> **Exercise directions**: Print the listing below once more, unchanged.
Start of The data
PR #3388, opened 2022-11-14
WiX: Implement auto-update.

mook-as:
This implements auto-update for Windows Installer:
- When examining releases, look for *.msi instead of *.exe
- Automatically determine if elevation is required
- Execute msiexec on application exit

In addition, we now build the Windows Installer package as part of `npm run build`.

Both of these only happen if a `RD_FEAT_WIX` environment variable is set (to `1`) during the build.

For testing, please override `upgradeServer`, `owner`, and `repo` in [`electron-builder.yml`](https://github.com/rancher-sandbox/rancher-desktop/blob/main/electron-builder.yml).

Due to some indenting issues in `main.wxs`, it may be better to use `diff -w` (etc.) when looking at changes.

### DIFF
--- a/pkg/rancher-desktop/main/update/MSIUpdater.ts
+++ b/pkg/rancher-desktop/main/update/MSIUpdater.ts
@@ -1,0 +1,154 @@
+import { spawn } from 'child_process';
+import fs from 'fs';
+import path from 'path';
+
+import { AllPublishOptions, newError } from 'builder-util-runtime';
+import { NsisUpdater } from 'electron-updater';
+import { InstallOptions } from 'electron-updater/out/BaseUpdater';
+import { ElectronHttpExecutor } from 'electron-updater/out/electronHttpExecutor';
+import { findFile } from 'electron-updater/out/providers/Provider';
+import { verifySignature } from 'electron-updater/out/windowsExecutableCodeSignatureVerifier';
+import { Lazy } from 'lazy-val';
+
+import mainEvents from '@/main/mainEvents';
+import paths from '@/utils/paths';
+
+import type { AppAdapter } from 'electron-updater/out/AppAdapter';
+import type { DownloadUpdateOptions } from 'electron-updater/out/AppUpdater';
+
+/**
+ * MsiUpdater implements updating for Rancher Desktop's MSI-based installer.
+ */
+// We extend from NsisUpdater because extending BaseUpdater appears to cause
+// issues with AppImageUpdater (where it thinks BaseUpdater is undefined)?
+export default class MsiUpdater extends NsisUpdater {
+  // eslint-disable-next-line no-useless-constructor -- This is used to change visibility
+  constructor(options?: AllPublishOptions | null, app?: AppAdapter) {
+    super(options, app);
+  }
+
+  // This implements an abstract method in BaseUpdater.
+  protected doDownloadUpdate(downloadUpdateOptions: DownloadUpdateOptions): Promise<string[]> {
+    const { info, provider } = downloadUpdateOptions.updateInfoAndProvider;
+    const fileInfo = findFile(provider.resolveFiles(info), 'msi');
+
+    if (!fileInfo) {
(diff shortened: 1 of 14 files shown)


pkg/rancher-desktop/main/update/MSIUpdater.ts
```diff
@@ -0,0 +1,154 @@
...
+    super(options, app);
+  }
+
+  // This implements an abstract method in BaseUpdater.
+  protected doDownloadUpdate(downloadUpdateOptions: DownloadUpdateOptions): Promise<string[]> {
+    const { info, provider } = downloadUpdateOptions.updateInfoAndProvider;
+    const fileInfo = findFile(provider.resolveFiles(info), 'msi');
+
+    if (!fileInfo) {
+      throw newError(`Could not find update information for MSI installer`,
```
Nino-K, line 36: Would it be helpful to include `info` in the error? is there anything useful in the `info`?

pkg/rancher-desktop/main/update/MSIUpdater.ts
```diff
@@ -0,0 +1,154 @@
...
+
+    this._logger.debug?.(`Will invoke installer on restart with: msiexec ${ args.join(' ') }`);
+    mainEvents.on('quit', () => {
+      this._logger.debug?.(`Running msiexec ${ args.join(' ') }`);
+      const proc = spawn(msiexec, args, {
+        detached: true, stdio: 'ignore', windowsHide: true,
+      });
+
+      proc.on('error', (err: NodeJS.ErrnoException) => {
+        this._logger.info(`Cannot run installer: error code: ${ err.code }`);
```
Nino-K, line 117: Is this meant to be an error or info?

Nino-K (commented):
Mainly looks good but requires clarification on a few things.

pkg/rancher-desktop/main/update/MSIUpdater.ts
```diff
@@ -0,0 +1,154 @@
...
+        this.dispatchError(err);
+      });
+      proc.on('exit', (code, signal) => {
+        this._logger.debug?.(`msiexec exited with ${ code }/${ signal }`);
+      });
+      proc.unref();
+    });
+
+    return true;
```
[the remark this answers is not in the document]
mook-as: Yes, it always returns true; it's implementing an abstract method from `BaseUpdater` with that signature.

pkg/rancher-desktop/main/update/MSIUpdater.ts
mook-as: Yes, `info.version` would be useful. Added in b8397db37c3b8e845e0779fa7796e495c00df7fc.

pkg/rancher-desktop/main/update/MSIUpdater.ts
mook-as: Oops, `error` would be more correct; fixed in b8397db37c3b8e845e0779fa7796e495c00df7fc.

pkg/rancher-desktop/main/update/MSIUpdater.ts
```diff
@@ -0,0 +1,154 @@
...
+      // Unfortunately, doInstall is synchronous, so we need to use the sync
+      // version of access functions.
+      fs.accessSync(checkPath, fs.constants.F_OK);
+      this._logger.debug?.('Elevation is required.');
+
+      return true;
+    } catch (ex) {
+      this._logger.debug?.(`Elevation is not required: ${ ex }`);
+
+      return true;
```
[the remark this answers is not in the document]
mook-as: Good catch; fixed in b8397db37c3b8e845e0779fa7796e495c00df7fc.

Nino-K (approved):
LGTM, I think @mook-as might need to stash the last commit: b8397db37c3b8e845e0779fa7796e495c00df7fc

Nino-K (approved):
End of The data
> **Reply**:
PR #3388, opened 2022-11-14
WiX: Implement auto-update.

mook-as:
This implements auto-update for Windows Installer:
- When examining releases, look for *.msi instead of *.exe
- Automatically determine if elevation is required
- Execute msiexec on application exit

In addition, we now build the Windows Installer package as part of `npm run build`.

Both of these only happen if a `RD_FEAT_WIX` environment variable is set (to `1`) during the build.

For testing, please override `upgradeServer`, `owner`, and `repo` in [`electron-builder.yml`](https://github.com/rancher-sandbox/rancher-desktop/blob/main/electron-builder.yml).

Due to some indenting issues in `main.wxs`, it may be better to use `diff -w` (etc.) when looking at changes.

### DIFF
--- a/pkg/rancher-desktop/main/update/MSIUpdater.ts
+++ b/pkg/rancher-desktop/main/update/MSIUpdater.ts
@@ -1,0 +1,154 @@
+import { spawn } from 'child_process';
+import fs from 'fs';
+import path from 'path';
+
+import { AllPublishOptions, newError } from 'builder-util-runtime';
+import { NsisUpdater } from 'electron-updater';
+import { InstallOptions } from 'electron-updater/out/BaseUpdater';
+import { ElectronHttpExecutor } from 'electron-updater/out/electronHttpExecutor';
+import { findFile } from 'electron-updater/out/providers/Provider';
+import { verifySignature } from 'electron-updater/out/windowsExecutableCodeSignatureVerifier';
+import { Lazy } from 'lazy-val';
+
+import mainEvents from '@/main/mainEvents';
+import paths from '@/utils/paths';
+
+import type { AppAdapter } from 'electron-updater/out/AppAdapter';
+import type { DownloadUpdateOptions } from 'electron-updater/out/AppUpdater';
+
+/**
+ * MsiUpdater implements updating for Rancher Desktop's MSI-based installer.
+ */
+// We extend from NsisUpdater because extending BaseUpdater appears to cause
+// issues with AppImageUpdater (where it thinks BaseUpdater is undefined)?
+export default class MsiUpdater extends NsisUpdater {
+  // eslint-disable-next-line no-useless-constructor -- This is used to change visibility
+  constructor(options?: AllPublishOptions | null, app?: AppAdapter) {
+    super(options, app);
+  }
+
+  // This implements an abstract method in BaseUpdater.
+  protected doDownloadUpdate(downloadUpdateOptions: DownloadUpdateOptions): Promise<string[]> {
+    const { info, provider } = downloadUpdateOptions.updateInfoAndProvider;
+    const fileInfo = findFile(provider.resolveFiles(info), 'msi');
+
+    if (!fileInfo) {
(diff shortened: 1 of 14 files shown)


pkg/rancher-desktop/main/update/MSIUpdater.ts
```diff
@@ -0,0 +1,154 @@
...
+    super(options, app);
+  }
+
+  // This implements an abstract method in BaseUpdater.
+  protected doDownloadUpdate(downloadUpdateOptions: DownloadUpdateOptions): Promise<string[]> {
+    const { info, provider } = downloadUpdateOptions.updateInfoAndProvider;
+    const fileInfo = findFile(provider.resolveFiles(info), 'msi');
+
+    if (!fileInfo) {
+      throw newError(`Could not find update information for MSI installer`,
```
Nino-K, line 36: Would it be helpful to include `info` in the error? is there anything useful in the `info`?

pkg/rancher-desktop/main/update/MSIUpdater.ts
```diff
@@ -0,0 +1,154 @@
...
+
+    this._logger.debug?.(`Will invoke installer on restart with: msiexec ${ args.join(' ') }`);
+    mainEvents.on('quit', () => {
+      this._logger.debug?.(`Running msiexec ${ args.join(' ') }`);
+      const proc = spawn(msiexec, args, {
+        detached: true, stdio: 'ignore', windowsHide: true,
+      });
+
+      proc.on('error', (err: NodeJS.ErrnoException) => {
+        this._logger.info(`Cannot run installer: error code: ${ err.code }`);
```
Nino-K, line 117: Is this meant to be an error or info?

Nino-K (commented):
Mainly looks good but requires clarification on a few things.

pkg/rancher-desktop/main/update/MSIUpdater.ts
```diff
@@ -0,0 +1,154 @@
...
+        this.dispatchError(err);
+      });
+      proc.on('exit', (code, signal) => {
+        this._logger.debug?.(`msiexec exited with ${ code }/${ signal }`);
+      });
+      proc.unref();
+    });
+
+    return true;
```
[the remark this answers is not in the document]
mook-as: Yes, it always returns true; it's implementing an abstract method from `BaseUpdater` with that signature.

pkg/rancher-desktop/main/update/MSIUpdater.ts
mook-as: Yes, `info.version` would be useful. Added in b8397db37c3b8e845e0779fa7796e495c00df7fc.

pkg/rancher-desktop/main/update/MSIUpdater.ts
mook-as: Oops, `error` would be more correct; fixed in b8397db37c3b8e845e0779fa7796e495c00df7fc.

pkg/rancher-desktop/main/update/MSIUpdater.ts
```diff
@@ -0,0 +1,154 @@
...
+      // Unfortunately, doInstall is synchronous, so we need to use the sync
+      // version of access functions.
+      fs.accessSync(checkPath, fs.constants.F_OK);
+      this._logger.debug?.('Elevation is required.');
+
+      return true;
+    } catch (ex) {
+      this._logger.debug?.(`Elevation is not required: ${ ex }`);
+
+      return true;
```
[the remark this answers is not in the document]
mook-as: Good catch; fixed in b8397db37c3b8e845e0779fa7796e495c00df7fc.

Nino-K (approved):
LGTM, I think @mook-as might need to stash the last commit: b8397db37c3b8e845e0779fa7796e495c00df7fc

Nino-K (approved):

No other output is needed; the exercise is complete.